Dataset extract:
········
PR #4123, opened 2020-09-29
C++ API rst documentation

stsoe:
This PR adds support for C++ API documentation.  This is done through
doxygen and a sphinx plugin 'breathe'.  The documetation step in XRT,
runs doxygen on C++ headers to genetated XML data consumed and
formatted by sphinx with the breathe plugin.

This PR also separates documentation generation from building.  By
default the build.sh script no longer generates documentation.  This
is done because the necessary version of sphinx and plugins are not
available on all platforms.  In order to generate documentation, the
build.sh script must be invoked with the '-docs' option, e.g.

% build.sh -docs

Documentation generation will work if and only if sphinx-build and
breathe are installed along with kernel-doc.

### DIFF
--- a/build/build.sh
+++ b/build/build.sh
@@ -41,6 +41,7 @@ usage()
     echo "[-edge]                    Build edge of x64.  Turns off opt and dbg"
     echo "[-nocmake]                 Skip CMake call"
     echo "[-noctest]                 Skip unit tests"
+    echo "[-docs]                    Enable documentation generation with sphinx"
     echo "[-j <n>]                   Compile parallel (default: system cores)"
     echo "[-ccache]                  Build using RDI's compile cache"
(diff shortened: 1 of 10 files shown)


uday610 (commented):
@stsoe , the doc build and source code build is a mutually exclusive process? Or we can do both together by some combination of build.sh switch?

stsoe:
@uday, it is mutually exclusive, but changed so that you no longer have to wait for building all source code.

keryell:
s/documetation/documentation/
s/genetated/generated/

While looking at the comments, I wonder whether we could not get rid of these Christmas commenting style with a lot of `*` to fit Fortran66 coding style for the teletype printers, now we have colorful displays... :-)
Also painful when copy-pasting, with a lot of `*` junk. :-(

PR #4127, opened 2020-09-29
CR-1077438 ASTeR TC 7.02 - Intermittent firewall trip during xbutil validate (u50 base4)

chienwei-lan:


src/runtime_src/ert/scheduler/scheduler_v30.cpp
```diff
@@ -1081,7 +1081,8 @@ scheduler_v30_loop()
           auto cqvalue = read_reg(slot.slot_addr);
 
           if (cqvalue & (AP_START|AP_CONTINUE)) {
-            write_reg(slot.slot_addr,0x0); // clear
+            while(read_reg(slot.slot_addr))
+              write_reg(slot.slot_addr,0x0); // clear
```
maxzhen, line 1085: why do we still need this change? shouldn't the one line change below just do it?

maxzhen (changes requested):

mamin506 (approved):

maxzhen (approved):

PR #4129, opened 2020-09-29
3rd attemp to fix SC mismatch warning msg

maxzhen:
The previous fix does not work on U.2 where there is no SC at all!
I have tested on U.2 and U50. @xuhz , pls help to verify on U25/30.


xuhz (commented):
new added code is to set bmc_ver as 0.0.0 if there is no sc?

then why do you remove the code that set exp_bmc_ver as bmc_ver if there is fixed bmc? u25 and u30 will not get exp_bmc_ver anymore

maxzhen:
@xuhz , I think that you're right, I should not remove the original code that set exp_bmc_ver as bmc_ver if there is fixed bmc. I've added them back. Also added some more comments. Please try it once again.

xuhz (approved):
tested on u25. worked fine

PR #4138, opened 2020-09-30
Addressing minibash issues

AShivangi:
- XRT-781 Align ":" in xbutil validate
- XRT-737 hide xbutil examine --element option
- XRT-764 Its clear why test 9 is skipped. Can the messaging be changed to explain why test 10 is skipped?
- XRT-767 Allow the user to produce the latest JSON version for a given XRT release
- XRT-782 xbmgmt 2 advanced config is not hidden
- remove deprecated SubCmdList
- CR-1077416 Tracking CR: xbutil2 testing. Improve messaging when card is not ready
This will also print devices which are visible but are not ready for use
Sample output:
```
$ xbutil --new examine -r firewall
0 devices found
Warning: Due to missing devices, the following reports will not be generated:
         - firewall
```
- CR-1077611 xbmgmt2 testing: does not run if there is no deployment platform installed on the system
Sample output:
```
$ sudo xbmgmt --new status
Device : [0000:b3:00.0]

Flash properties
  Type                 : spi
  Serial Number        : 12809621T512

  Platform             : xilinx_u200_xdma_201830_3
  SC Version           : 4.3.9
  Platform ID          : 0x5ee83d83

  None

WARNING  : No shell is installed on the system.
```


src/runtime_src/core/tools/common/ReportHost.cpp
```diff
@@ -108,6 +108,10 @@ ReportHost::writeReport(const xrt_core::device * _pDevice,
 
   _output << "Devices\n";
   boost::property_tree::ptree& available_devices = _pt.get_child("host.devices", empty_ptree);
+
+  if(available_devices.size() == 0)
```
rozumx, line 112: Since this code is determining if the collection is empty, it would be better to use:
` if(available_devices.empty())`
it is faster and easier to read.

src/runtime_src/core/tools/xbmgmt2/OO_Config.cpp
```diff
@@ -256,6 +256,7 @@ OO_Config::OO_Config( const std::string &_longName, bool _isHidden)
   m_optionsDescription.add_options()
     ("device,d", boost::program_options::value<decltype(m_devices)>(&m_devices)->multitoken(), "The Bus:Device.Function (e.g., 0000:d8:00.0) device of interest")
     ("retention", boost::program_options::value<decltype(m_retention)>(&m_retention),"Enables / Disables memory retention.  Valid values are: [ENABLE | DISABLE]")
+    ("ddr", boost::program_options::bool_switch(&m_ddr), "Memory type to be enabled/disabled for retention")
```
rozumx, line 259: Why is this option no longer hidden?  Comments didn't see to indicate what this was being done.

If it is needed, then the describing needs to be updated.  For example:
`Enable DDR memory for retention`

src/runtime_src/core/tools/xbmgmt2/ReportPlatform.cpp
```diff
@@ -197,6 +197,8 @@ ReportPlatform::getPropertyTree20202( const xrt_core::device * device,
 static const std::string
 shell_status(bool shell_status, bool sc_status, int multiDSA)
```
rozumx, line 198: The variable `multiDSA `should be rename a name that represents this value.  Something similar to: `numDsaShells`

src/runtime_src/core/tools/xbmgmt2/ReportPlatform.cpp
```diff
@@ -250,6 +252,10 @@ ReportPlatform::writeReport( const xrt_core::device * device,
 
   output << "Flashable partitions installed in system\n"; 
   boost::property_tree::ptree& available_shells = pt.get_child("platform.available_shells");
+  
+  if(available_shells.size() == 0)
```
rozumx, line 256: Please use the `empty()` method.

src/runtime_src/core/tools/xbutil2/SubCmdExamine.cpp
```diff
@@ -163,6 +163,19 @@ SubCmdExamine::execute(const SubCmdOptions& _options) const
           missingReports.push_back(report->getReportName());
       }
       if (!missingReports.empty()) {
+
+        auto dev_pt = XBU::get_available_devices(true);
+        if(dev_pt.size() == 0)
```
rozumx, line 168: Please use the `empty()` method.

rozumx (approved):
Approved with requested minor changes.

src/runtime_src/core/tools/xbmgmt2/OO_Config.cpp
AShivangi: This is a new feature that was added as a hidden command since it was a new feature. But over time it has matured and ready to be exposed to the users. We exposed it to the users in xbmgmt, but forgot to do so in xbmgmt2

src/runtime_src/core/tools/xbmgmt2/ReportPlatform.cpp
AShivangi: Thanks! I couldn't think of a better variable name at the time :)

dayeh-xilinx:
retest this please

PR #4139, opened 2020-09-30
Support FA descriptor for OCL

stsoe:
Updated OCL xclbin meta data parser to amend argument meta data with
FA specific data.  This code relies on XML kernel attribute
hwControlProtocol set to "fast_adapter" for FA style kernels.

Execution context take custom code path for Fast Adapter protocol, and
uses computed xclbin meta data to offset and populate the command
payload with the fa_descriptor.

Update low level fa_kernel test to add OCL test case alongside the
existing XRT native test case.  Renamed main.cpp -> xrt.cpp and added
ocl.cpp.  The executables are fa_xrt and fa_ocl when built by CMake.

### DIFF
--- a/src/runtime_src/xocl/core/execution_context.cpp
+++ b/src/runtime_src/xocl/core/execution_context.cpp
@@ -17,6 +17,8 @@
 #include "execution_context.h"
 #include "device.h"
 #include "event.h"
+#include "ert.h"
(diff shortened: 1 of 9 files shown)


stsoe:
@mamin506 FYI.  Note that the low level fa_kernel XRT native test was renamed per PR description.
········
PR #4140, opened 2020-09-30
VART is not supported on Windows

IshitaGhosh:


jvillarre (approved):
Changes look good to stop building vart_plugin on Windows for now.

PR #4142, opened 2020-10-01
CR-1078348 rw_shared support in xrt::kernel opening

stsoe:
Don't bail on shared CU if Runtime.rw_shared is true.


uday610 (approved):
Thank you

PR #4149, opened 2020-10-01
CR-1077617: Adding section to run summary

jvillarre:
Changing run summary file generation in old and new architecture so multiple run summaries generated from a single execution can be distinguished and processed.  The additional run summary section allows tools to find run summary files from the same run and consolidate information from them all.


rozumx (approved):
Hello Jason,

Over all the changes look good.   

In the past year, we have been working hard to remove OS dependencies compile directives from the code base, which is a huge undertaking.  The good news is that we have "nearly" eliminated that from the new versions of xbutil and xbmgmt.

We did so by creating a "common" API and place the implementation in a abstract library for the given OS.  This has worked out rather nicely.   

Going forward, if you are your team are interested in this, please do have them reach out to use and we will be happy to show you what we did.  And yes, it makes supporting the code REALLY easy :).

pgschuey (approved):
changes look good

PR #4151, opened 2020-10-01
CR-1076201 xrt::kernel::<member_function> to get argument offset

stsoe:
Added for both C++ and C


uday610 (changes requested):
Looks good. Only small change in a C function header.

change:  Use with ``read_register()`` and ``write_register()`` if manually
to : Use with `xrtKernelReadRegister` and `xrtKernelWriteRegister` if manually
········
Work to be completed:
Copy out whichever lines of the listing contain the word "manually".

Written solution:
change:  Use with ``read_register()`` and ``write_register()`` if manually
to : Use with `xrtKernelReadRegister` and `xrtKernelWriteRegister` if manually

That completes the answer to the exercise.